• [Task brief]: Each line of the data holding "override" should be found and copied.

• [Dataset records]:
PR #3095, opened 2017-04-03
fixed pattern-based authz check

MikeAlexeev:
Hello.

It seems that I have found couple of bugs in authz.
First, pattern-based roles checking didn't work as described in doc.
There was only simple check if rule's role in user's list of roles.

Second, authz check finished successfully if role had defaultDeny=False.
For example in tests ( buildbot.test.unit.test_www_authz ) all checks returned success.
Because first role to compare was
AnyEndpointMatcher(role="admins", defaultDeny=False)
So if user has not "admins" in his roles this check was successful too.

Please correct me if I'm wrong.

### DIFF
--- a/master/buildbot/test/unit/test_www_authz.py
+++ b/master/buildbot/test/unit/test_www_authz.py
@@ -104,6 +104,13 @@ class Authz(www.WwwTestMixin, unittest.TestCase):
                          buildrequestid=82, number=5),
         ])
 
+    def setAllowRules(self, allow_rules):
+        # we should add links to autz and master instances in each new rule
+        for r in allow_rules:
+            r.setAuthz(self.authz)
+
+        self.authz.allowRules = allow_rules
+
     def assertUserAllowed(self, ep, action, options, user):
         return self.authz.assertUserAllowed(tuple(ep.split("/")), action, options, self.users[user])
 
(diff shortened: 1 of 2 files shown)


master/buildbot/www/authz/authz.py
```diff
@@ -89,10 +89,13 @@ def assertUserAllowed(self, ep, action, options, userDetails):
...
                         roles.update(
                             self.getOwnerRolesFromUser(userDetails, owner))
-                if rule.role not in roles:
-                    if rule.defaultDeny:
-                        raise Forbidden(
-                            "you need to have role '%s'" % (rule.role,))
-                elif not rule.defaultDeny:
-                    defer.returnValue(None)
+                for role in roles:
+                    if self.match(role, rule.role):
```
tardyp: looks good, but we need several unit tests to match these use cases

MikeAlexeev: Ok. I'm going to prepare tests today.

MikeAlexeev: I have question about tests.
In Authz class we have setUp method where self.authz.match (via authz.Authz constructor)
is set to fnmatchStrMatcher.
Is it ok to override self.authz.match to reStrMatcher in test method (after setUp)
 to also test regex matching?

MikeAlexeev: I think that there is a problem with authz testing. Please correct me if I'm wrong.

As Authz.assertUserAllowed method does not return which combination of rule and role succeeded
 the check we can't test that exact one rule succeeded but not some other.
For example if I want to check regex-based role check I need to add some rule with role pattern.
How can I be shure that exactly that rule succeeded or failed in test but not some other in
long list of rules?

I think that there are two solutions:
1) return combination of rule and role that succeeded the authz check
(it seems that return value is not checked anywhere in buildbot).
So we can compare it in test and make tests more reliable.
2) override list of rules and list of roles in test method to make tests more isolated and predictable.

Maybe that's why where is a bug when idefaultDeny=False gives access if access should not be given

tardyp: Testing regexmatcher vs regex matcher is not very relevant for me. We dont need to test all the combinations, we can just test that the regex matcher is working as expected, and then only test with fnmatchstrmatcher (or a fake matcher).

As for testing the appropriate usecase, I agree on solution 2. If we need to have a (or set of) test with a specific rule combination, we shall implement it like this.

MikeAlexeev:
I have added unit tests.

Maybe I misunderstood meaning of defaultDeny parameter.
I think that if check for rule fails and defaultDeny == True action is not allowed for user.
If check for rule fails and defaultDeny is False then check next rule.

But there is a description in the doc:
defaultDeny -- The role matcher algorithm will stop if this value is true, and if the endpoint matched.

Also in the example in the doc we have this comment:
# defaultDeny=False: if user does not have the admin role, we continue parsing rules

It is not obvious description, is it?

tardyp:
I think both what you say and the doc is true, and it is just a rephrase. What the doc is describing is the exact behaviour of the algorithm, what you are describing is more user centric rephrasing. Please feel free to add your rephrase as a clarification in the doc.

master/buildbot/test/unit/test_www_authz.py
```diff
@@ -104,6 +104,13 @@ def setUp(self):
                          buildrequestid=82, number=5),
         ])
 
+    def setAllowRules(self, allow_rules):
+        # we should add links to autz and master instances in each new rule
```
tardyp: authz

master/buildbot/test/unit/test_www_authz.py
```diff
@@ -140,3 +147,72 @@ def test_rebuildBuild(self):
         # not owner cannot rebuild
         yield self.assertUserForbidden("builds/13", "rebuild", {}, "eightuser")
         yield self.assertUserForbidden("buildrequests/82", "rebuild", {}, "eightuser")
+
+    @defer.inlineCallbacks
+    def test_fnmatchPatternRoleCheck(self):
+        # set defaultDeny to True so action is denied if no match
```
tardyp: it is the default anyway..

master/buildbot/test/unit/test_www_authz.py
```diff
@@ -140,3 +147,72 @@ def test_rebuildBuild(self):
...
+        allow_rules = [
+            AnyEndpointMatcher(role="not-exists1", defaultDeny=False),
+            AnyEndpointMatcher(role="not-exists2", defaultDeny=False),
+            AnyEndpointMatcher(role="not-exists3", defaultDeny=True)
+        ]
+
+        self.setAllowRules(allow_rules)
+
+        # check if action is denied and last check was exact against not-exist3
+        with self.assertRaisesRegexp(authz.Forbidden, '.*not-exists3.*'):
```
tardyp: assertRaisesRegex

MikeAlexeev:
I did typo fixes but leaved defaultDeny=True in tests where testing it's behavior to show more clearly 
testing conditions

master/buildbot/test/unit/test_www_authz.py
```diff
@@ -140,3 +147,72 @@ def test_rebuildBuild(self):
...
+        allow_rules = [
+                        AnyEndpointMatcher(role="[a,b]dmin?")
+        ]
+
+        self.setAllowRules(allow_rules)
+
+        yield self.assertUserAllowed("builds/13", "rebuild", {}, "homer")
+
+        # check if action is denied
+        with self.assertRaises(authz.Forbidden):
```
tardyp: this is not supported with tw14, please use assertRaisesRegex (which is monkey patched in buildbot)

MikeAlexeev: sorry for delay. I haven't much time now.
I will probably be able to fix it on monday

MikeAlexeev:
Hello.
I have fixed compatibility errors.
it was easier to use unicode2bytes util function, because b'' literal has other problems in
this case. For example "unsupported operand type(s) for %: 'bytes' and 'bytes'"
or "builtins.TypeError: unsupported operand type(s) for %: 'bytes' and 'str'"

Also I'v found that there were no bugs with defaultDeny. Problems with it appeared when I started to fix
pattern-based authz. So it is my mistake and I have renamed this PR.

MikeAlexeev:
Also I have a question about testing with both py3 and py2.
Maybe it should be better to create one virtualenv for each python version?
virtualenv target in Makefile can be modified for this purpose.
I did so and run trial in both virtualenvs

tardyp:
You can use make isort in order to fix the isort issues.
I think make py3virtualenv is a good idea.

I would prefer to avoid having virtualenv do both as some people may not have py2 or py3 installed.

MikeAlexeev:
Should I add "make py3virtualenv" in separate PR?
Is it ok to name it's virtualenv folder .venvpy3  ?
What if default python version is 3, so make py3virtualenv has no sense in this case.
Is it good to also add "make py2virtualenv"?

For example:
- make virtualenv  creates .venv  and uses default python version
- make py2virtualenv  creates .venvpy2 and explicitly uses python2 
- make py3virtualenv  creates .venvpy3 and explicitly uses python3

tardyp:
thanks!

tardyp:
@MikeAlexeev btw make virtualenv change proposal looks good to me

• [Written response]:
Is it ok to override self.authz.match to reStrMatcher in test method (after setUp)
2) override list of rules and list of roles in test method to make tests more isolated and predictable.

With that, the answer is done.